What you will do: Within this material, how many lines include the word "made"? Answer with a number and nothing more.
_____
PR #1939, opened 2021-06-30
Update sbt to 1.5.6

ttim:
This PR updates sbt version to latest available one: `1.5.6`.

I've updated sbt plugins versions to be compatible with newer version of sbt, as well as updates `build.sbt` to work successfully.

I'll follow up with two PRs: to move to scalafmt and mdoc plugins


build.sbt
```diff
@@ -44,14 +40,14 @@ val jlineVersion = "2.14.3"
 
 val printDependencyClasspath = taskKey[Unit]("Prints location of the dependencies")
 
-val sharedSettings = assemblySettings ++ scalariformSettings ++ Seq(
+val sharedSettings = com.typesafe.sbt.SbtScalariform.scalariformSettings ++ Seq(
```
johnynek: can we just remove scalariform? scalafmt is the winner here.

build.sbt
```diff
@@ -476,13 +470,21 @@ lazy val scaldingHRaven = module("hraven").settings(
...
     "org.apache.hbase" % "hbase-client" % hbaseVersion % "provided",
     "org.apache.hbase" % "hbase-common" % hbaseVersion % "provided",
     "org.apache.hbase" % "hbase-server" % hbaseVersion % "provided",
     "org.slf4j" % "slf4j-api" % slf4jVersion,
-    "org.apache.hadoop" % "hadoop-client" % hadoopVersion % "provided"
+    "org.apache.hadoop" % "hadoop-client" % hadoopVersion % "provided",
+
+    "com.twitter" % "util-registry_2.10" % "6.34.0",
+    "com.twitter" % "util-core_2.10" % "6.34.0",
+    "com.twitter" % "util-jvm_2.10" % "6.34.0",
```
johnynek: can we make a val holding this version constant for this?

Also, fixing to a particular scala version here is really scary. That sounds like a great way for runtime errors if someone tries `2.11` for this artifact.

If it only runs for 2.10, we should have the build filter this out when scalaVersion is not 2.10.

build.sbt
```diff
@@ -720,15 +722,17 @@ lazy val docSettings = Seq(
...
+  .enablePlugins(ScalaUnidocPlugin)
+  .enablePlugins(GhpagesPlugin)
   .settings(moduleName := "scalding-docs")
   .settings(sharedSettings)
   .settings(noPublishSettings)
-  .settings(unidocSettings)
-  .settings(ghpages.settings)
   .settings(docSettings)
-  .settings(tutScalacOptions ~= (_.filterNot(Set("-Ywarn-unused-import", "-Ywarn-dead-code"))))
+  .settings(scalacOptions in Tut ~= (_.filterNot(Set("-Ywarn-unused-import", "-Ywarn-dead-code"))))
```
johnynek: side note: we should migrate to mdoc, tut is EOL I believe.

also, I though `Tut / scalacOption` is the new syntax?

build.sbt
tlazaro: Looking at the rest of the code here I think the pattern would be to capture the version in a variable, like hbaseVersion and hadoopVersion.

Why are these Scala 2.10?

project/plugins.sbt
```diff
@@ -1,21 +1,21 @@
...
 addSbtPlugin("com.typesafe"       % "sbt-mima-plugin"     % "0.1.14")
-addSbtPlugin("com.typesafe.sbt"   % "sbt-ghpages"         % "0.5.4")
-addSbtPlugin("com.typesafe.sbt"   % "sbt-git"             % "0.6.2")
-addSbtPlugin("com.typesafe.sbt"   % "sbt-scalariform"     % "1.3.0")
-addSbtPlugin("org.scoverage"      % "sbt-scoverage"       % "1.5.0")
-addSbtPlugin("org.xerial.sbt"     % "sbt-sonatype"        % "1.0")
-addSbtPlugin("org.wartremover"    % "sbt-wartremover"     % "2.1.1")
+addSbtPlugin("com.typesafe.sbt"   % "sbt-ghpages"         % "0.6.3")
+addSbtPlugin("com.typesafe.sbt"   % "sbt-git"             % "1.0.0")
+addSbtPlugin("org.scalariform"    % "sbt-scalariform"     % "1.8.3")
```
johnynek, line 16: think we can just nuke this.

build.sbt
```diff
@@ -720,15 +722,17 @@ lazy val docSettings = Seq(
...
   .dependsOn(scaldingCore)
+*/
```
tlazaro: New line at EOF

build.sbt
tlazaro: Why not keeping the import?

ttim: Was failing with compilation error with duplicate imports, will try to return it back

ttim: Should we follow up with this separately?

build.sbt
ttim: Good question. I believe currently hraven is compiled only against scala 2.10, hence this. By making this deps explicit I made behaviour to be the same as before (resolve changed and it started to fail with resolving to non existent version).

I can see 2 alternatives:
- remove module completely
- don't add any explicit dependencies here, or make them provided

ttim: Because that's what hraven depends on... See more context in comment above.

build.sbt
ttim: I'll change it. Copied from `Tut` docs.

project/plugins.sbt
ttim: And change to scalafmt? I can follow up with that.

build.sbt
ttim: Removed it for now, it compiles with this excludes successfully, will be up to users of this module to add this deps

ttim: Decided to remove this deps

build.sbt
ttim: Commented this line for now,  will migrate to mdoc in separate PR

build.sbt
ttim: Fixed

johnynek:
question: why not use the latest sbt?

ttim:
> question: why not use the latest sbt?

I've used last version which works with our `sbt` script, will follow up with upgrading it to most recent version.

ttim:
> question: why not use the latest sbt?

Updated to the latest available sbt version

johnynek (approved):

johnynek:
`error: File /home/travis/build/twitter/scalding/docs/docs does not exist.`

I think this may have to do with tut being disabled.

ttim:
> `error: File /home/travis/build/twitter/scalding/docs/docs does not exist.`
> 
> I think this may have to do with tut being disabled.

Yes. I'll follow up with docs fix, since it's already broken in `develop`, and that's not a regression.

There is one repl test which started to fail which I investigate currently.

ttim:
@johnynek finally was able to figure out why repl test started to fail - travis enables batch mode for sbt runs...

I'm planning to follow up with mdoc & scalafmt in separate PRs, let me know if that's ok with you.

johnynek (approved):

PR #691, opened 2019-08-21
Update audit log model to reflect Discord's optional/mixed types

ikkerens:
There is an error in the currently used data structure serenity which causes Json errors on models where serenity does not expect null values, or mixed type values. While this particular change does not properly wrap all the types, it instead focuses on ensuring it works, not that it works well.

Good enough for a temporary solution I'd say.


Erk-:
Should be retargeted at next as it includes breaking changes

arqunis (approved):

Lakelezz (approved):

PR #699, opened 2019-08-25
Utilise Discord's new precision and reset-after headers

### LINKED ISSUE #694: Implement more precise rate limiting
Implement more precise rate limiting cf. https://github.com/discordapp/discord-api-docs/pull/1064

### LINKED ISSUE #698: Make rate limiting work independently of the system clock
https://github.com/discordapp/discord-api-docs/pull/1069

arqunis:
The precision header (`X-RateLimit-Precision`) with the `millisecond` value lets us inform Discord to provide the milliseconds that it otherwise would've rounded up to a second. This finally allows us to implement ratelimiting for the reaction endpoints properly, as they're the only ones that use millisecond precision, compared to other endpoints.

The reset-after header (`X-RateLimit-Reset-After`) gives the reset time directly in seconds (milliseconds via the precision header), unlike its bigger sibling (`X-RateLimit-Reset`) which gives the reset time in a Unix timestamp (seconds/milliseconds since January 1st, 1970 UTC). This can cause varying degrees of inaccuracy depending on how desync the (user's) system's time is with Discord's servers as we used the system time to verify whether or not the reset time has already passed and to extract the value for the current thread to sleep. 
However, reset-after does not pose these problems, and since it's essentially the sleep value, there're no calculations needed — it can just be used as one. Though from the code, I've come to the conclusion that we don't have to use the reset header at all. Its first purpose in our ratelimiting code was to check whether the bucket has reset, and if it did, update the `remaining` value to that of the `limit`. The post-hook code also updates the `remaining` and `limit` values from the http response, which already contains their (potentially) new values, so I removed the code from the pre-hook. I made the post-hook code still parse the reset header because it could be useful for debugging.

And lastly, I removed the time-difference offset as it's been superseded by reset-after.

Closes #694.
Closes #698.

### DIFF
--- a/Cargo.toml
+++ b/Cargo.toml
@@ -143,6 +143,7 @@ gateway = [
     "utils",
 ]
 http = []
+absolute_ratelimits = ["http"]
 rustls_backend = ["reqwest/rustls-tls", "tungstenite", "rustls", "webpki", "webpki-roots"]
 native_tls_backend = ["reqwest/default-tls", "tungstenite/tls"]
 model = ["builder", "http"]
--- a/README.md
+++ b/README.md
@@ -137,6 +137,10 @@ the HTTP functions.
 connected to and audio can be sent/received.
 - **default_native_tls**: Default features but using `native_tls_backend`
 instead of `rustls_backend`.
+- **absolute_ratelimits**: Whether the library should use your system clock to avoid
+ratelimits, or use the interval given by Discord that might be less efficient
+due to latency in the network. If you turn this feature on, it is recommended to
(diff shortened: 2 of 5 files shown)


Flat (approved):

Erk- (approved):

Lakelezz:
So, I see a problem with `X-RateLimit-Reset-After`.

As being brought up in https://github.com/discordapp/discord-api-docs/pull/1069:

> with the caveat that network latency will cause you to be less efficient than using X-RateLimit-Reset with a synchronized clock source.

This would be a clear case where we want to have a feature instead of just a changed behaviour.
_____
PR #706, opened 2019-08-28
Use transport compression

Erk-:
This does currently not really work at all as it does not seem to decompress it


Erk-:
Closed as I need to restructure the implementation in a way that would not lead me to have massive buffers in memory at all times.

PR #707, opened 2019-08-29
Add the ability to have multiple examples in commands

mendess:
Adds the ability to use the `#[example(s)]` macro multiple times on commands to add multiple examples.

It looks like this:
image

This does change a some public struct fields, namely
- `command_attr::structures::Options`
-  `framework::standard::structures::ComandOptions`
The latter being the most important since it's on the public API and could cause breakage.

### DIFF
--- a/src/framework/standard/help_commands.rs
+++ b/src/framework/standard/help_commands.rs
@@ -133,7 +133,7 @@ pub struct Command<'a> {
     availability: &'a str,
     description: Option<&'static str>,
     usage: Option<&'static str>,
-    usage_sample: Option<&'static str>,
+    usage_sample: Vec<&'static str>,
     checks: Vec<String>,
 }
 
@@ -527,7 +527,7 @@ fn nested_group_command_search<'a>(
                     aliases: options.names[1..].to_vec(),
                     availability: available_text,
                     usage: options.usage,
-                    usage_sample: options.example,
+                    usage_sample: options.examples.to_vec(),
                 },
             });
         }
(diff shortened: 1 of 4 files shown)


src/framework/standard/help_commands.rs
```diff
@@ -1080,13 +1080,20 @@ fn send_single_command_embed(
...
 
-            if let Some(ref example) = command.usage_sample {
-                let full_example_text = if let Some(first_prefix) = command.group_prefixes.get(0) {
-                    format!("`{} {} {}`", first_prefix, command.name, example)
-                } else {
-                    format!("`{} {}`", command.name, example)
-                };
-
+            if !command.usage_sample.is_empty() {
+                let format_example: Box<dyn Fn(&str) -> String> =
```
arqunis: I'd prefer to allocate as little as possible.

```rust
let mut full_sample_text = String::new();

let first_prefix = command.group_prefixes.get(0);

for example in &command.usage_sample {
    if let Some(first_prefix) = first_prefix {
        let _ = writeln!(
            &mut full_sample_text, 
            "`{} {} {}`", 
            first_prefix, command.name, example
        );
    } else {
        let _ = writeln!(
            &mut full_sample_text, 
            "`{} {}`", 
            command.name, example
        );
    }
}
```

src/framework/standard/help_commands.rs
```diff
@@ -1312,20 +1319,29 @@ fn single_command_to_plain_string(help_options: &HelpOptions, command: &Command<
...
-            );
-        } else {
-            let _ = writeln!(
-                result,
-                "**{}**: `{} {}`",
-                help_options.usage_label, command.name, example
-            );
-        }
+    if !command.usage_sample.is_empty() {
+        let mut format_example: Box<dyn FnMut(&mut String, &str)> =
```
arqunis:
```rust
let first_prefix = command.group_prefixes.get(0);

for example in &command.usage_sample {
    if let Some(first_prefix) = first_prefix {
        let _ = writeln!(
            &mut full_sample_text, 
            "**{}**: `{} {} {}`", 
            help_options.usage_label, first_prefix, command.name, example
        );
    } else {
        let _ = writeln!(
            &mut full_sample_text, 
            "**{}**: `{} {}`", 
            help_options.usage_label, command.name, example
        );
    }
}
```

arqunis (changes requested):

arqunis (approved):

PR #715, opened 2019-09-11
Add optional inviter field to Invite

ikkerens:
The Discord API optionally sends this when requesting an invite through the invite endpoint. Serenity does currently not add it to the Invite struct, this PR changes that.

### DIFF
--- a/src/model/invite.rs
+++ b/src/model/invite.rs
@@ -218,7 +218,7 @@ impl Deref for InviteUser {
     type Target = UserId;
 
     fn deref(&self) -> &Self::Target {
_____
Task output: 2